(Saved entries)
╔══
PR #3813, opened 2026-06-11
[`ci`] Avoid model2vec distill install in CI as it limits the transformers version

tomaarsen:
Hello!

## Pull Request overview
* Stop installing `model2vec[distill]` on the `transformers>=5.0.0` CI leg so it tests the latest transformers instead of being capped to `<5.4.0`
* Keep `model2vec[distill]` on the `transformers<5.0.0` leg, where the distillation tests actually run

## Details
The `model2vec[distill]` extra pins `transformers<5.4.0`, and the model2vec install step ran on every matrix leg, so the `transformers>=5.0.0` job was silently resolving transformers 5.3.0 rather than the latest release. I caught this from the huggingface_hub release-candidate CI: the downgraded transformers 5.3.0 got paired with the 5.11-era `tokenizers==0.23.0rc0` that the first install had pulled in, and that mismatch broke RoBERTa/CLIP tokenizer construction with `RobertaProcessing.__new__() got an unexpected keyword argument 'cls'`.

Base `model2vec` has no `transformers` (or `torch`) dependency at all; only the `distill` extra constrains it. The distillation tests (`test_from_distillation`) already skip on transformers v5+, so the `>=5.0.0` leg never needed the extra in the first place. I now install `model2vec[distill]` only on the `<5.0.0` leg (where the `<5.4.0` cap is moot and distillation actually runs) and plain `model2vec` elsewhere, so the latest-transformers leg resolves the latest transformers and stays internally consistent. I also dropped the `contains(fromJSON(...))` guard on the install step, which was always true now that the matrix is `3.10`–`3.13`.

- Tom Aarsen

### DIFF
--- a/.github/workflows/tests.yml
+++ b/.github/workflows/tests.yml
@@ -80,9 +80,15 @@ jobs:
         if: ${{ matrix.transformers-version == '>=5.0.0' }}
         run: uv pip install '.[train]' --group test 'transformers>=5.0.0' 'accelerate>=1.13.0' --excludes excludes.txt --system
 
-      - name: Install model2vec
+      # model2vec[distill] pins transformers<5.4.0, so use the distill extra only on
+      # the <5.0.0 leg (distillation tests skip on v5+ anyway) and base model2vec elsewhere.
+      - name: Install model2vec (with distillation extra)
         run: uv pip install model2vec[distill] --system
-        if: ${{ contains(fromJSON('["3.10", "3.11", "3.12", "3.13"]'), matrix.python-version) }}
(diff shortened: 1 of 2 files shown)


tomaarsen:
Ideally, this'll solve the Sentence Transformers <> `huggingface_hub` automatic release candidate tests that trigger whenever the latter has a new release coming up. E.g. from this branch: https://github.com/huggingface/sentence-transformers/tree/refs/heads/ci-test-huggingface-hub-1.19.0.rc1-release.

- Tom Aarsen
╚══
Return the span of lines in the data above that opens at the line with "the transformers version" and closes at the line with "and the model2vec", exactly, ends included, nothing else.

[`ci`] Avoid model2vec distill install in CI as it limits the transformers version

tomaarsen:
Hello!

## Pull Request overview
* Stop installing `model2vec[distill]` on the `transformers>=5.0.0` CI leg so it tests the latest transformers instead of being capped to `<5.4.0`
* Keep `model2vec[distill]` on the `transformers<5.0.0` leg, where the distillation tests actually run

## Details
The `model2vec[distill]` extra pins `transformers<5.4.0`, and the model2vec install step ran on every matrix leg, so the `transformers>=5.0.0` job was silently resolving transformers 5.3.0 rather than the latest release. I caught this from the huggingface_hub release-candidate CI: the downgraded transformers 5.3.0 got paired with the 5.11-era `tokenizers==0.23.0rc0` that the first install had pulled in, and that mismatch broke RoBERTa/CLIP tokenizer construction with `RobertaProcessing.__new__() got an unexpected keyword argument 'cls'`.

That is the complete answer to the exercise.